PR #7996, opened 2024-07-20
redo OTel engine => client pipeline

vito:
Replaces the live one-shot pub/sub approach with saving telemetry to a per-client database.

Previously:

* The engine configured `PubSub` as the global tracer provider for all telemetry in the engine.
* A SpanProcessor would carefully annotate each span with the originating client ID.
* Clients would subscribe to their own OTLP traffic via a side channel gRPC service.
* Everything would export to `PubSub`, which would send relevant spans to all affected clients, including keeping track of parents
* `PubSub` would drain when all spans for a client have completed and all stdio logs saw EOF.

This model forced every decision to be made in "one shot" - during exporting. There was no persistence, so the only way to tell we got all of a client's data is to watch for its activity to stop, which is fraught with peril.

Now:

* The engine's globally configured OTel stack only captures engine-wide telemetry, i.e. everything but client traffic.
* Each cilent has its own `TracerProvider` and `LoggerProvider` installed for each request, which writes to the client's own SQLite database.
* Each client DB stores OTLP payloads with autoincrementing IDs so it's easy to tell the ordering of events (important for subscribing later).
* Child clients also write to their parent client's databases (they're just additional SpanProcessors in the client's singular TracerProvider).
* Child clients now subscribe over HTTP (no more gRPC) using SSE and poll for new data every <nearly-immediate-interval=100ms> using the autoincrementing event ID as a cursor.
* When a client shuts down we stop polling for new data.

Now that there's persistence we can decouple the event writing from the event reading and just read all events until conceptual EOF when a client shuts down. No more draining on spans completing. No more hanging waiting for new events. Just a pretty straightforward state machine.

TODO:

* [x] Garbage collect client DBs
* [x] Figure out what's causing orphaned gRPC service spans

---

Worth mentioning:

* Could maybe use this per-client database for more things in the future. It's kinda neat.
* Client databases migrate on initialization, so we don't need to worry about migrating old data.
  * Curiously, clients will be initialized multiple times in some scenarios, so the migration just does `CREATE TABLE IF NOT EXISTS`.
* The engine will hold more files open now, since there's a DB per-client, and subscribers hold a separate connection from writers. I've bumped the open files limit in `dagger-entrypoint.sh` to match the value we set in our production CI runners (`1048576`). Otherwise it was picking up the super low default of `1024` on my system which made tests fail.
* The Engine `test` and `testdev` jobs now redirect their `dagger call` output to a file and upload it as an artifact, to work around https://github.com/actions/runner/issues/1031
* The SSE OTLP endpoint could likely be a GraphQL subcription in the future, but didn't want to boil the ocean in this PR.


vito:
Currently investigating test instability, will keep a rolling log in this comment.

I'm not sure if these test flakes are even related to these changes, but don't want to risk letting more slip by.

I'll be focusing on `testdev` since it uploads both the `dagger call` and the engine logs as GHA artifacts.

### `testdev` timing out in GHA despite passing in Cloud

* Currently assuming this is mostly related to https://github.com/actions/runner/issues/1031 because it would reliably hang before but now that I've redirected output to a file it succeeds like normal (modulo other flakes).
  * `TestLargeObjectFieldVal` definitely logs a 32MB string, but I'm not sure why this would only affect this PR, and/or why it would only affect `testdev`.

The only hang I've seen after adding the output redirect is this run:

* https://github.com/dagger/dagger/actions/runs/10208915003/job/28246099907?pr=7996
  * But I can't tell easily why it got stuck. The same test (`TestDaggerListen`) passes 100 times in a row for me. Currently trying to catch it in the act so I can send a SIGQUIT.
  * This is also different from the long-lines theory since in this case the run itself took 30m, whereas previously the Cloud trace would be ~10-15m and GHA would time out after 30m.

### `TestDaggerDevelop`

#### `cannot find default codegen DaggerObject interface`

* https://github.com/dagger/dagger/actions/runs/10208915003/job/28269984693
  * https://dagger.cloud/dagger/traces/dd543dcaf22203e61eabcf74c7453442?span=3b9dd82b03c86330#3b9dd82b03c86330:L23

Saw this happen in another run too, not sure what GHA job this correlates to, sorry:

* https://dagger.cloud/dagger/traces/1efe90a49e5643c2afdc3b7205bdf482?span=7ba1f90d34396539#96851fa0f5d1206e

#### `failed to get requester session: session for "jac9cuigsokznjs9z4c0hnfpv" not found`

* https://dagger.cloud/dagger/traces/7907224c54774ad663a885a347f1badb?span=2c7507d92a263361

vito:
Follow-up: the only unique flake was `TestDaggerListen` which seemed to be caused by a race condition with subscribing to telemetry while submitting other client requests. I originally wanted to make subscribing synchronous (sync attach, async stream) but that caused this test to hang, even though SSE chunked responses should be able to immediately return the headers. As a band-aid I made it fully async, but that was causing a lot of unpredictability (and I suspect the hang), so I wanted to try making it sync again.

I found the root cause for the hang and fixed it in ce1fb22c93a1bb4cd792ecf986ba684bdce72072 ("synchronously subscribe, fix client buffering") - now the `io.Copy` in the engine client `ServeHTTP` that proxies the response will additionally `(http.Flusher).Flush()` after every write. With that change, synchronously subscribing works - we get the headers back, and the initial `subscribed` event, and block like normal.

After making that change I haven't seen the test hang; every `testdev` has been green. Knock on wood.

I can spend some more time updating the PR description, but I'm marking this "ready for review" as I'm running out of TODOs.

vito:
Noticed there's a huge difference between `test all` and `testdev` log volume, looking into that now. If it turns out there's a bug there I can undo the GHA logs=>artifacts change.

.dagger/config.go
```diff
@@ -36,6 +36,10 @@ if [ -f /sys/fs/cgroup/cgroup.controllers ]; then
 		> /sys/fs/cgroup/cgroup.subtree_control
 fi
 
+# expect more open files due to per-client SQLite databases
+# many systems default to 1024 which is far too low
+ulimit -n 1048576
```
jedevc, line 41: This is 1024 * 1024 - curious, is this pretty much arbitrary?

engine/clientdb/span.go
```diff
@@ -0,0 +1,259 @@
...
+	}
+	return telemetry.InstrumentationScopeFromPB(is)
+}
+
+// Ended returns whether the span has ended
+func (ros *readOnlySpan) Ended() bool {
+	return ros.DB.EndTime.Valid
+}
+
+// type ReadOnlySpan interface {
```
jedevc, line 213: :eyes:

engine/clientdb/dbs.go
```diff
@@ -0,0 +1,115 @@
...
+	_ "modernc.org/sqlite"
+)
+
+type DBs struct {
+	Root string
+}
+
+// CollectGarbageAfter is the time after which a database is considered
+// garbage and can be deleted.
+const CollectGarbageAfter = time.Hour
```
jedevc, line 24: Did we change this? I seem to remember in our core sync we discussed that this was quite a bit longer, something like 48 hours? I can't quite remember, but the logic was that we want to avoid the case where a job might accidentally get cleaned up?

Or is that just not possible, and I'm totally misremembering?

jedevc (commented):
A few questions and nits, but overall this *feels* better, and a more resilient to weird failures :tada: That said, I think we should ideally let this soak in `main` for at least a day before cutting a release with it, so I'd probably suggest pushing the release back to Wednesday at least.

As discussed in discord, `dagger watch` likely breaks, but that's fine, we "Can fix it later, I think no one knows it exists" (@vito).

engine/buildkit/executor_spec.go
```diff
@@ -631,17 +629,24 @@ func (w *Worker) setupOTel(ctx context.Context, state *execState) error {
...
+	var destSession string
+	var destClientID string
+	if w.execMD != nil { // NB: this seems to be _always_ set
+		destSession = w.execMD.SessionID
+
+		// Send telemetry to the caller client, *not* the nested client (ClientID).
+		//
+		// If you set ClientID here, nested dagger CLI calls made against an engine running
+		// as a service in Dagger will end up in a loop sending logs to themselves.
+		destClientID = w.execMD.CallerClientID
```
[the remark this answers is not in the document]
vito: Unfortunately it just goes to one of them, almost certainly the first one. In fact we don't see any spans _at all_ from Buildkit in the second one.

I don't think Buildkit's `MultiSpan` does anything for us at the moment - it just picks the first:

https://github.com/moby/buildkit/blob/add7328b642f6cd7a0e1287420de505132a3d0c4/util/tracing/multispan.go#L8

Prior to switching to OTel Buildkit handled this very nicely for us - its progress stream happily multiplexed to anyone attaching to the same workloads.

Maybe we need to make MultiSpan actually be a MultiSpan?

vito (commented):
@jedevc Thanks for the review - think I addressed everything now!

re: shipping, I'm reasonably confident in this change but yeah seems sensible to give it another day to bake.

edit: ack, GitHub made this really hard to follow since I had a prior pending review 🤦‍♂️ - sorry

engine/buildkit/executor_spec.go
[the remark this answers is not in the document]
jedevc: Ahh, okay, that's kinda expected.

I started hacking while working on the pending/cached spans on https://github.com/moby/buildkit/compare/master...jedevc:buildkit:multi-span, maybe that's a place to start? Haven't actually tested that it really works, but in principle the code makes sense.

jedevc (approved):
:shipit: 

I think this probably deserves a small "fix" changelog?

vito:
@jedevc for sure - added! Will merge on green.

- [Problem] From the data above, pick out each line containing "string" and copy it.

- [Solution for this exercise]
  * `TestLargeObjectFieldVal` definitely logs a 32MB string, but I'm not sure why this would only affect this PR, and/or why it would only affect `testdev`.
+	Root string
+	var destSession string
+	var destClientID string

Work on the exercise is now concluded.